I was never taught how to cook, nor did I have the urge to learn until later in life.
My mother preferred to shield us from too many household chores, letting kids be kids and all that, and I suspect after a full day at work it was easier for her to just do it herself.
Unfortunately, as a young adult, this left me unprepared for meals beyond breakfast — which served as dinner many a night.
Without fast food, bacon and eggs, Kraft dinner, pizza pops and frozen french fries, I’m not sure what I would have survived on.
Despite this limited repertoire, I still didn’t learn to cook until much later in life and found it a miracle to watch people pull together multi-dish Christmas dinners.

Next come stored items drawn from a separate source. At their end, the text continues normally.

PR #4393, opened 2020-05-14
Fix kubernetes grafana dashboard (#4380)

aimbot31:
Prometheus uses a relabel rule to change pod_name to pod

Change "pod_name" to "pod" in the grafana dashboard

Run some tests on the Grafana dashboard

Fixes #4380

Signed-off-by: Florian Davasse <aimbot31@gmail.com>

PR #5012, opened 2020-09-26
Fix kubernetes grafana dashboard (#4380)

### LINKED ISSUE #4380: Grafana dashboard isn't using the good label for querying prometheus
### What is the issue?
The dashboard "Kubernetes cluster monitoring (via Prometheus) " isn't using the good label for querying prometheus.

https://github.com/linkerd/linkerd2/blob/master/grafana/dashboards/kubernetes.json

It uses `pod_name` but i do not have this label in my prometheus.

### How can it be reproduced?
I've just installed a new cluster in 1.16.8 with 3 nodes 1 master. I deployed ArgoCD, linkerd and a microservice app (bookinfo).

### Logs, error output, etc

img

#### `linkerd check` output

```text
kubernetes-api
--------------
√ can initialize the client

kubernetes-version
------------------

linkerd-existence
-----------------
√ no unschedulable pods
√ controller pod is running
√ can initialize the client

linkerd-config
--------------

linkerd-identity
----------------
√ certificate config is valid

linkerd-api
-----------
√ control plane self-check
√ tap api service is running

linkerd-version
---------------
√ cli is up-to-date

control-plane-version
---------------------
√ control plane is up-to-date

Status check results are √

```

How the potatoes, gravy, yams, veggies and bird all managed to arrive steaming hot on the table at the same time appeared to be a talent restricted to mothers and grandmothers; I couldn’t even manage to successfully reproduce chili.
I followed my dad’s recipe — cooking ground beef, dumping in a can of tomatoes, beans, celery, mushrooms, onion and a bit of chili powder. Yet after stirring it together and immediately dishing it out, my roommate and I couldn’t understand why it tasted so bad.
I eventually learned like many good things, most food needs time to achieve its full potential, something obvious to anyone with a sliver of cooking know-how.
So, little wonder it took years before I was confident enough to tackle meals that called for using more than one part of the stove at a time.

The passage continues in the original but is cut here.